_EXERCISE AIM_
Set down exactly the lines of the listing below that begin at the one containing "The e2e test failure here is expected." and end at the last line, both included.

<<<<

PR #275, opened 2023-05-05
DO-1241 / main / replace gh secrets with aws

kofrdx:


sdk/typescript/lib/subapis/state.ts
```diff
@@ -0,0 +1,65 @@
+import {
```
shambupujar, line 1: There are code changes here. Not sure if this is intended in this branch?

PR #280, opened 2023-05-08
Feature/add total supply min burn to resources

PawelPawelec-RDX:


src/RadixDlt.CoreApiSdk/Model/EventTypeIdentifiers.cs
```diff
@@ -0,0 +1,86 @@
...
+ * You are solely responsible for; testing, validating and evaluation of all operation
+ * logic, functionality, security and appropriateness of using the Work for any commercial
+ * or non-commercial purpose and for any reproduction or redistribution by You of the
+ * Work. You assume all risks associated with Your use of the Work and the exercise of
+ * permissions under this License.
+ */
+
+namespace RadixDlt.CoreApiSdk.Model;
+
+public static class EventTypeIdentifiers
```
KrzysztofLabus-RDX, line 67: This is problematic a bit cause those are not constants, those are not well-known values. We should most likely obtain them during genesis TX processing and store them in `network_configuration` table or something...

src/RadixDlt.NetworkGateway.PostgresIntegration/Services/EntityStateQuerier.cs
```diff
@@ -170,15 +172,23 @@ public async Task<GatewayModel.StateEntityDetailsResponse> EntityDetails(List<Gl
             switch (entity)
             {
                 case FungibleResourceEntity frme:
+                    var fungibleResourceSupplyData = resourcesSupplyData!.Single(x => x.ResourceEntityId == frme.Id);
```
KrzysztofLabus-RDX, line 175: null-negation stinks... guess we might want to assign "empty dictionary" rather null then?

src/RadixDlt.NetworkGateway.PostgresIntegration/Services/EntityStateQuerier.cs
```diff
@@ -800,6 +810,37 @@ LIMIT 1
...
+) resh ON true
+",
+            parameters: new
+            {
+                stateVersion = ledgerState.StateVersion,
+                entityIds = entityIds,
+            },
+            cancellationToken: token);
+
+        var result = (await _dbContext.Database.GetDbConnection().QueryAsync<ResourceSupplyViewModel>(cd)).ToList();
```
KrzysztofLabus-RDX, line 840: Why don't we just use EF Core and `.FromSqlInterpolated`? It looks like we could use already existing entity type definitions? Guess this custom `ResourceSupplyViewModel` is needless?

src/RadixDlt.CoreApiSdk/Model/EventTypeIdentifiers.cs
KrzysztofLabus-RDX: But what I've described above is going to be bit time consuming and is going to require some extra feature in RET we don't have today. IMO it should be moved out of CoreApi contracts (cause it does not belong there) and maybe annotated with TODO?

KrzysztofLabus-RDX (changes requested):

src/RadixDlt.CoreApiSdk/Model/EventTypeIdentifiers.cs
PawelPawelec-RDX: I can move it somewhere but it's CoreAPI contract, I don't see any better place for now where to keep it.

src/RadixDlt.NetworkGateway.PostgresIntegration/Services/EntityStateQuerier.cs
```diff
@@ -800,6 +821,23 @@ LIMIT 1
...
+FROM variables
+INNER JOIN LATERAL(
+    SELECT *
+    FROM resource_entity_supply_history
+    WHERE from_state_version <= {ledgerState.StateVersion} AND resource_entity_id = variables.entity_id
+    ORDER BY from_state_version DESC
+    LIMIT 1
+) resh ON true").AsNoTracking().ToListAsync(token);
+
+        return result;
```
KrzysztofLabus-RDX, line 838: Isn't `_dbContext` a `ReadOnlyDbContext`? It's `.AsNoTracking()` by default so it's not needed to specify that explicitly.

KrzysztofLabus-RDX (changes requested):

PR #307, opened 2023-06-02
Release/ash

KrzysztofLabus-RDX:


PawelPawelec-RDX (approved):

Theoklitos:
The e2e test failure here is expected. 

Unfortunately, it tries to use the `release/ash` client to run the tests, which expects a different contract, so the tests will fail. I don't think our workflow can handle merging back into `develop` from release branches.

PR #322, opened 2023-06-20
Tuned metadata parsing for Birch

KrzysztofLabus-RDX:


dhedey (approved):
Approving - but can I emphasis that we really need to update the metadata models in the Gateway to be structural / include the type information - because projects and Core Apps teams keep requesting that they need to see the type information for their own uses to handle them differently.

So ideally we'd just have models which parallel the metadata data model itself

>>>>

_SOLUTION FOR THIS TASK_
The e2e test failure here is expected. 

Unfortunately, it tries to use the `release/ash` client to run the tests, which expects a different contract, so the tests will fail. I don't think our workflow can handle merging back into `develop` from release branches.

PR #322, opened 2023-06-20
Tuned metadata parsing for Birch

KrzysztofLabus-RDX:


dhedey (approved):
Approving - but can I emphasis that we really need to update the metadata models in the Gateway to be structural / include the type information - because projects and Core Apps teams keep requesting that they need to see the type information for their own uses to handle them differently.

So ideally we'd just have models which parallel the metadata data model itself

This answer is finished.